"""Enterprise-level site crawler with modular extractor architecture."""
import asyncio
import json
import re
from abc import ABC, abstractmethod
from typing import Any, Dict, List, Optional, Set
from urllib.parse import urljoin, urlparse
import aiohttp
import validators
from bs4 import BeautifulSoup
from .utils import extract_image_format, get_file_size_str, is_valid_image_url
class CrawlResult:
"""Data container for crawl results with proper encapsulation."""

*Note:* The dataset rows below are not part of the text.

PR #696, opened 2024-05-26
enhancement(arr/id): use ids for anime/unknown when possible

ShanaryS:
1. Using `ParsedMedia = ParsedMovie | ParsedSeries` instead of `ExternalIds` so we can track parsed episode information from sonarr
2. MediaType `ANIME` and `OTHER` will try all arrs for an id to use for searching.
3. If MediaType `ANIME`, search indexer if supports anime, tv, or movie categories instead of just anime.


src/arr.ts
```diff
@@ -211,53 +220,71 @@ function getRelevantArrInstances(mediaType: MediaType): string[] {
 			return sonarr ?? [];
 		case MediaType.MOVIE:
 			return radarr ?? [];
```
mmgoodnow, line 222: can we make `sonarr` and `radarr` transform to an empty array at the zod layer so we don't have to do these null checks everywhere?

zakkarry: yes, we can do that

src/configSchema.ts
```diff
@@ -176,8 +176,15 @@ export const VALIDATION_SCHEMA = z
 			.nullish()
 			.transform((value) => (Array.isArray(value) ? value : [])),
 		apiKey: z.string().min(24).nullish(),
-		radarr: z.array(z.string().url()).nullish(),
-		sonarr: z.array(z.string().url()).nullish(),
+		radarr: z
+			.array(z.string().url())
+			.nullish()
+			.transform((value) => (typeof value === "object" ? value : [])),
```
mmgoodnow, line 182: `typeof null === "object"` so this might be better off with `??`
```suggestion
			.transform(value => value ?? []),
```

mmgoodnow (approved):
lgtm pending comments

src/arr.ts
```diff
@@ -208,56 +217,74 @@ function getRelevantArrInstances(mediaType: MediaType): string[] {
...
+		let error = new Error(`No ids found for ${title} [${mediaType}]`);
 		for (const uArrL of uArrLs) {
-			const externalIds = await getExternalIdsFromArr(searchee, uArrL);
-			if (Object.values(externalIds).some(isTruthy)) {
-				logArrQueryResult(externalIds, searchee.name, mediaType);
-				return resultOf(externalIds);
+			const name =
+				mediaType === MediaType.OTHER &&
+				getRuntimeConfig().sonarr.includes(uArrL)
+					? `${title} S00E00` // Sonarr needs season or episode
```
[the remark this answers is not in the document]
zakkarry: It does not matter if it exists in the metadata or not, as it is only used to parse.

You can test this by finding a series without a special and entering 'Series.S00E00.' into the "Test Parsing" spot on the series index. 

It will need to be in your LIbrary (added) though.

src/arr.ts
```diff
@@ -208,56 +217,74 @@ function getRelevantArrInstances(mediaType: MediaType): string[] {
...
+			const ids = response.movie ?? response.series;
+			if (Object.values(ids).some(isTruthy)) {
+				const label = response.movie ? Label.RADARR : Label.SONARR;
+				logArrQueryResult(ids, name, label);
+				return resultOf(response);
 			}
 		}
-		throw new Error("fall through to catch");
+		throw error;
 	} catch (error) {
```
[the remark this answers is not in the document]
zakkarry: I think it's possible it could be changed to just if logic, at some point while writing this fetch would throw but that's been refactored a couple of times since...

I'll defer to @ShanaryS to handle this.

src/configSchema.ts
zakkarry: I was unaware, good to know.

PR #698, opened 2024-05-29
fix(logging/arr): check if corresponding arr is disabled before logging

zakkarry:
when there are no provided arr corresponding to the media type, it will still erroneously log that it is missing.

this adds a simple check early in the arr flow to make sure there is a corresponding URL before proceeding

rather than switch to a result for something so simple, and because of #696 being open right now, i kept this as a simple length check.

note: I'm not sure this is crucial for merging, but depending on the timeframe that #696 takes, i figured that getting something to demonstrate the problem might be best before i forget

### DIFF
--- a/src/arr.ts
+++ b/src/arr.ts
@@ -221,6 +221,9 @@ export async function scanAllArrsForExternalIds(
 	mediaType: MediaType,
 ): Promise<Result<ExternalIds, boolean>> {
 	const uArrLs = getRelevantArrInstances(mediaType);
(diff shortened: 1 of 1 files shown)


zakkarry:
i'm a idiot

https://github.com/cross-seed/cross-seed/pull/696/files#diff-9ccbad1d8c57aed9e2c6c42e9f699003b1bbaf8746f8aa9284f1e4ee4f62c57aR236-R238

def __init__(self, modes: List[str]):
self.pages_crawled = 0
self.data = {}
# Initialize data structure based on modes
for mode in modes:
if mode in ["images", "meta", "careers", "references"]:
self.data[mode] = []
else:
self.data[mode] = {}
def add_page_data(self, page_data: Dict) -> None:
"""Add data from a single page to the result."""
if not page_data:
return
self.pages_crawled += 1
# Handle list-based data (extend)
for mode in ["images", "meta", "careers", "references"]:
if mode in self.data and page_data.get(mode):
self.data[mode].extend(page_data[mode])
# Handle dict-based data (update)
for mode in [
"brand",
"seo",
"performance",
"security",
"compliance",
"infrastructure",
"legal",
"contact",
]:
if mode in self.data and page_data.get(mode):
if self.data[mode]:
self.data[mode].update(page_data[mode])
else:
self.data[mode] = page_data[mode]
def finalize(self) -> Dict:
"""Finalize the result and perform post-processing."""
result = {
"pages_crawled": self.pages_crawled,
**{
k: v
if v is not None
else ([] if k in ["images", "meta", "careers", "references"] else {})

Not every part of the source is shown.